ついに同化されて散るという"罰"が科される。どんなに互いを許しあっても根底の罪悪感は消せないことの表面化。
と同時に「自分のために戦うエゴ」の象徴が消滅した瞬間でもあると思う。

つまり右腕が消滅した第一の意味は、総士を傷つけた罪に与えられた罰。無印22話で動かせなくなった右半身のリフレイン、消せない罪悪感の表面化という側面。
第二に、いなくなりたくなくて自分のために戦うエゴに挑戦してやっと打ち勝ったこと。打ち勝ったというか受け入れたというか。散髪により超克を試みたエゴの結末として消滅した側面があるのではと。

で、21話で腕がもげ、22話で人間としては命を終える。

一騎「俺には平和はつくれない。でも、敵と対話できる人たちがいる。彼らを守るために、俺の命を使いたい」
(『THE FOLLOWER2』)

「自分たちではみんなを守れないからせめて未来の対話の力を守ろう」になる。
マークザインの存在、総士とのツインドックによる万能感が底を尽き、新たな選択をする。

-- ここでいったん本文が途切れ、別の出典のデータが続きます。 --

PR #300, opened 2023-07-23
Do not add onTapUp callback if toggleFullscreenOnDoublePress is disabled

kirill-21:
This allows you to wrap your Video widget with additional GestureDetector to add onTap callbacks. Right now if you wrap this widget with GestureDetector then you won't be able to execute any onTap callbacks. Of course this could be done with Listener widget, but then it will cover whole player, even play/resume buttons, etc., what's not good


alexmercerind (approved):
LGTM!

alexmercerind:
I just noticed... I forgot to implement `modifyVolumeOnScroll` the other day.

PR #319, opened 2023-08-03
fix: memory leaks

alexmercerind:


alexmercerind:
cc @birros:

I think we should update the macOS & iOS side too.
Make sure check for `MPV_FORMAT_NODE_MAP` otherwise you may encounter crash.

birros:
> I think we should update the macOS & iOS side too.

It's already done: https://github.com/media-kit/media-kit/blob/e5ab431183c81272e0a5545fb791273d751dbd8e/media_kit_video/common/darwin/Classes/plugin/MPVHelpers.swift#L13-L15

`defer` means that at the end of the method whatever is inside is called.

---

> Make sure check for MPV_FORMAT_NODE_MAP otherwise you may encounter crash.

Here too: https://github.com/media-kit/media-kit/blob/e5ab431183c81272e0a5545fb791273d751dbd8e/media_kit_video/common/darwin/Classes/plugin/MPVHelpers.swift#L19-L21

birros (approved):
LGTM!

一騎「自分なんかいなくなればいいと思ってファフナーに乗った。なのに……自分がいる理由を探して、ずっと乗りつづけた。選ぶよ。まだ俺にも命の使い道があるなら、それを知るために生きたい」
(24話)

そして生まれ変わる。永遠の命ではない。

自分のために戦い存在したいエゴをまだ抱えていた序盤。
自分ではなく未知の希望のために戦うことを少しずつ選択"していった"EXODUS。
この帰結として、今までのエゴを否定し利他を選んだのが一騎の生まれ変わりの肝だと思う。



というのが一連の一騎解釈です。
生まれ変わったら総士の傷も一騎の右腕も癒されてしまうのは「傷つけた過去を受容する」表れであると。

前回のファフナー記事から1年以上経ってた。
一騎と真矢ちゃんの話書きたいけどBEYOND見るまでぜったい書けない……。
BEYOND劇場版かTVシリーズかをはやく教えてくれ。夏か。夏なのか。